───── Data for processing ─────
PR #3815, opened 2024-08-17
chore: Add type hints for datasets module and improve docs

thatlittleboy:
## Overview

- Adds some type hints for the datasets in `shap.datasets`
- Standardize / correct some of the output formatting of the docstrings. E.g. we had issues like this:

## Checklist

### DIFF
--- a/shap/datasets.py
+++ b/shap/datasets.py
@@ -10,7 +10,7 @@ import sklearn.datasets
 
 import shap
 
-if TYPE_CHECKING:
+if TYPE_CHECKING:  # pragma: no cover
     import scipy.sparse as ssp
 
 github_data_url: Final[str] = "https://github.com/shap/shap/raw/master/data/"
--- a/shap/datasets.py
+++ b/shap/datasets.py
@@ -1,4 +1,7 @@
+from __future__ import annotations
+
 import os
+from typing import TYPE_CHECKING, Final
 from urllib.request import urlretrieve
 
 import numpy as np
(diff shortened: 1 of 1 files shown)


shap/datasets.py
```diff
@@ -84,10 +102,11 @@ def california(n_points=None):
     To get the processed data and target labels::
 
         data, target = shap.datasets.california()
+
     """
     d = sklearn.datasets.fetch_california_housing()
     df = pd.DataFrame(data=d.data, columns=d.feature_names)
-    target = d.target
+    target: np.ndarray = d.target
```
connortann, line 109: Just to check, should this be `pd.Series`?

connortann (approved):

connortann:
Looks great! The rendered docs look much better.

CloseChoice (approved):
Nice work, looks great

shap/datasets.py
CloseChoice: yes, I think it should be a series

thatlittleboy: @connortann @CloseChoice hi folks, sorry, just to check, do you mean we want to return a pandas series here, or you mean `d.target` is a Series?

Cuz I checked, it's a numpy array:

image

CloseChoice: I thought `d` is a `pd.Series`. Seems not to be the case so everything's settled in here. Ready to merge IMO.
─────
**Prompt**
Within the material above, output exactly the lines from the one with "(diff shortened: 1 of 1 files shown)" through the one with "connortann, line 109: Just", end lines included, and nothing besides.

**Task answer**
(diff shortened: 1 of 1 files shown)


shap/datasets.py
```diff
@@ -84,10 +102,11 @@ def california(n_points=None):
     To get the processed data and target labels::
 
         data, target = shap.datasets.california()
+
     """
     d = sklearn.datasets.fetch_california_housing()
     df = pd.DataFrame(data=d.data, columns=d.feature_names)
-    target = d.target
+    target: np.ndarray = d.target
```
connortann, line 109: Just to check, should this be `pd.Series`?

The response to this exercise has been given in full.